Exercise description =
Search the data for the string "when" and copy each line where it turns up.

[Record set]

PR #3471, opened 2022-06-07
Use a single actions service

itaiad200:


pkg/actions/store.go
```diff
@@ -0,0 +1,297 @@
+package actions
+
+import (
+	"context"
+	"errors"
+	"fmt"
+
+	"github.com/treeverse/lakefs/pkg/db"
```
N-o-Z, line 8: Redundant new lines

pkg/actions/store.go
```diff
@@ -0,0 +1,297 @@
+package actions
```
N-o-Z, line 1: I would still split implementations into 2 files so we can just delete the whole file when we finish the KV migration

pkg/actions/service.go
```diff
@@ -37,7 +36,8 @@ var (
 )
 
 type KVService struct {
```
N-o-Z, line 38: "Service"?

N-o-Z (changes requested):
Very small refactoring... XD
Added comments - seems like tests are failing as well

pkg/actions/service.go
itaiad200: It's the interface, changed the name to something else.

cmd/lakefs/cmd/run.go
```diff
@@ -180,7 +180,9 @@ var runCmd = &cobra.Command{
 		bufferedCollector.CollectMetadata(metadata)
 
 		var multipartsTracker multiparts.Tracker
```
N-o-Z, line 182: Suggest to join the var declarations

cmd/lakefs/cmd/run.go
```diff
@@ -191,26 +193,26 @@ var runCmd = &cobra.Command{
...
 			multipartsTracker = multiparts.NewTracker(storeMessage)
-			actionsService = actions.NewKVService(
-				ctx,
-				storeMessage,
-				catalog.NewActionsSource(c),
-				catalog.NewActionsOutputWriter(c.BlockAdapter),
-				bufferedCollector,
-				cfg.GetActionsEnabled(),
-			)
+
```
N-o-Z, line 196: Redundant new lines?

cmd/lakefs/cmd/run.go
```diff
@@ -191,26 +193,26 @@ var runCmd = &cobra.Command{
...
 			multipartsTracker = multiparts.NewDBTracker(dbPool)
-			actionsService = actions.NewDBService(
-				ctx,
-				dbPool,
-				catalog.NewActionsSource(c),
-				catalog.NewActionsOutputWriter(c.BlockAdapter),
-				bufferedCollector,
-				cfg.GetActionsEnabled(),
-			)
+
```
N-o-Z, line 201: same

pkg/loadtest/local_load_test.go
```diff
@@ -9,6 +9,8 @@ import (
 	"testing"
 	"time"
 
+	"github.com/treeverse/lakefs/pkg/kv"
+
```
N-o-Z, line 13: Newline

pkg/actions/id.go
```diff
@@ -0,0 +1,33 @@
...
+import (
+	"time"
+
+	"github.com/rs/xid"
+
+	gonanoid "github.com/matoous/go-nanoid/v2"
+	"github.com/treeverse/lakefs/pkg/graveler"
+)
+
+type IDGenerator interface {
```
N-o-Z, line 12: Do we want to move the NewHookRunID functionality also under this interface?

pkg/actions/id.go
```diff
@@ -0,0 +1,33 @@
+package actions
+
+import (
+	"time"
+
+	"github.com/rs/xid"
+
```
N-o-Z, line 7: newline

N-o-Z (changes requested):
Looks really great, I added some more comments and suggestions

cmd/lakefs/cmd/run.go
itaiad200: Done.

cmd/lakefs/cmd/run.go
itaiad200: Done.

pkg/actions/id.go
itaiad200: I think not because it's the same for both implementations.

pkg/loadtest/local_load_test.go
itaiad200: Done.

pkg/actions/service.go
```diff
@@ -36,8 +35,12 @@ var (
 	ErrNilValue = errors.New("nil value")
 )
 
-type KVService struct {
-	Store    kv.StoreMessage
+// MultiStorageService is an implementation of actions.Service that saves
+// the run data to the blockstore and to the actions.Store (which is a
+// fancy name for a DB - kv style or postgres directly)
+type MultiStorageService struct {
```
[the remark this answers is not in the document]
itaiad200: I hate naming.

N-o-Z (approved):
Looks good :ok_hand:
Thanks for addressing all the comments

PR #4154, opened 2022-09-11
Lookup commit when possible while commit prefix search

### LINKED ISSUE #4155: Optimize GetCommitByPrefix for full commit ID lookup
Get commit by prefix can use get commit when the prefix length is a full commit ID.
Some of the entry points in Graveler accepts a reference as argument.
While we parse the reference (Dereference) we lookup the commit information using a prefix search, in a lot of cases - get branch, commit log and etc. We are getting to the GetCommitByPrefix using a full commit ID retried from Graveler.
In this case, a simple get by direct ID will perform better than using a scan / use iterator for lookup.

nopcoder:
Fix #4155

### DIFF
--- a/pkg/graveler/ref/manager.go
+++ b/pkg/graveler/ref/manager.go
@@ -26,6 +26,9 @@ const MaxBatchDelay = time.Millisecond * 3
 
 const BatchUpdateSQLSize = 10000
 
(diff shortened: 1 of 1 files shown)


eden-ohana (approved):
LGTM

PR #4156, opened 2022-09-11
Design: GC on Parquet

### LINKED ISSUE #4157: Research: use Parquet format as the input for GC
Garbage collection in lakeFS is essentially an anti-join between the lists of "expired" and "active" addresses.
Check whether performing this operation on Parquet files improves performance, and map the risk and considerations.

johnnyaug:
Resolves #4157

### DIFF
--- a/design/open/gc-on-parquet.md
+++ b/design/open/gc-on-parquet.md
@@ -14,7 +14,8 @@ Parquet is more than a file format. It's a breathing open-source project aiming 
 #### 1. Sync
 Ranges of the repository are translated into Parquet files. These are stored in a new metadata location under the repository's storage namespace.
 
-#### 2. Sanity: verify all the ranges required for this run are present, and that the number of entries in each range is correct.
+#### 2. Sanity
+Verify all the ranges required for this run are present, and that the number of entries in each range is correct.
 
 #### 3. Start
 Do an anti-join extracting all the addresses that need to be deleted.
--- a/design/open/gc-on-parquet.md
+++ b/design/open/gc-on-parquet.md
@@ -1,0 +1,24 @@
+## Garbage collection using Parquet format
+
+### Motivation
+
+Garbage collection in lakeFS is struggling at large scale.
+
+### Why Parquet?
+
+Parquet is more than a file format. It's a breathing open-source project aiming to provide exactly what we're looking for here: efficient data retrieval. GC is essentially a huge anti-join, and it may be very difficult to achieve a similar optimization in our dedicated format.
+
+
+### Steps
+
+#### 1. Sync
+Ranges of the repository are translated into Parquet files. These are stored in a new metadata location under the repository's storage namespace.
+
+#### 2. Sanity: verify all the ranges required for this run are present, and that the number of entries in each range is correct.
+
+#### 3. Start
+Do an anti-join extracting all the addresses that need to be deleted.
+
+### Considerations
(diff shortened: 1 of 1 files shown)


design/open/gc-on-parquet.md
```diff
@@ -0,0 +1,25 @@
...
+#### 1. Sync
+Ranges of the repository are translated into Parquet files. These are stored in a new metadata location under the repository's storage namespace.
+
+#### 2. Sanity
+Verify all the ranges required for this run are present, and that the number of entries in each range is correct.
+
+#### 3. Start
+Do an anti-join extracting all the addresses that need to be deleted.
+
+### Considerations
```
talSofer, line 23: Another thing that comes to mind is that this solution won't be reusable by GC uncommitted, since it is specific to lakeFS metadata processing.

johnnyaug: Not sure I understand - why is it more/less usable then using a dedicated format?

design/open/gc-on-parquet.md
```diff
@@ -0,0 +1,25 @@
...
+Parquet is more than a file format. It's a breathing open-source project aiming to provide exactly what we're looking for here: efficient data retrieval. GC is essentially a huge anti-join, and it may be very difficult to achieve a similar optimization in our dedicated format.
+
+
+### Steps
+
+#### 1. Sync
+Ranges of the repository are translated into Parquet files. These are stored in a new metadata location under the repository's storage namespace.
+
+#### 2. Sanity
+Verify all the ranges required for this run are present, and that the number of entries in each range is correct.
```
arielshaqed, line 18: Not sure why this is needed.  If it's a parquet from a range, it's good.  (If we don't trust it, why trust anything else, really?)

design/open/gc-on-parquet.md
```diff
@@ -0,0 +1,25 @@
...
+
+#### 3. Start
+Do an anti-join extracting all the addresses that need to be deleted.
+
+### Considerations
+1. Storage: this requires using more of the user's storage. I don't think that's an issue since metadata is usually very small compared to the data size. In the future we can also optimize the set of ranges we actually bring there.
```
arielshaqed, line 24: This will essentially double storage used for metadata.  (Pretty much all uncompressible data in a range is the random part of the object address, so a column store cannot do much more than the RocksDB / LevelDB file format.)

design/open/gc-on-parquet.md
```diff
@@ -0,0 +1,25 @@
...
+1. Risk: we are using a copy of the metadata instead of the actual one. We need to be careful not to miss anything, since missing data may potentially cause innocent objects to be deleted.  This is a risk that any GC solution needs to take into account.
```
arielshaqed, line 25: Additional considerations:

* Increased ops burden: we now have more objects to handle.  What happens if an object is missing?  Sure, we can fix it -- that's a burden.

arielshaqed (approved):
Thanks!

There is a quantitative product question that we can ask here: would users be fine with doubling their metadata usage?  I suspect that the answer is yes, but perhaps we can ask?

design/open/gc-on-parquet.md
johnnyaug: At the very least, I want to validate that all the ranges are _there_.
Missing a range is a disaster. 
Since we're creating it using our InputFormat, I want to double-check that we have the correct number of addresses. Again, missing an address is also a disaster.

[/Record set]

Exercise answer =
N-o-Z, line 1: I would still split implementations into 2 files so we can just delete the whole file when we finish the KV migration
Lookup commit when possible while commit prefix search
Get commit by prefix can use get commit when the prefix length is a full commit ID.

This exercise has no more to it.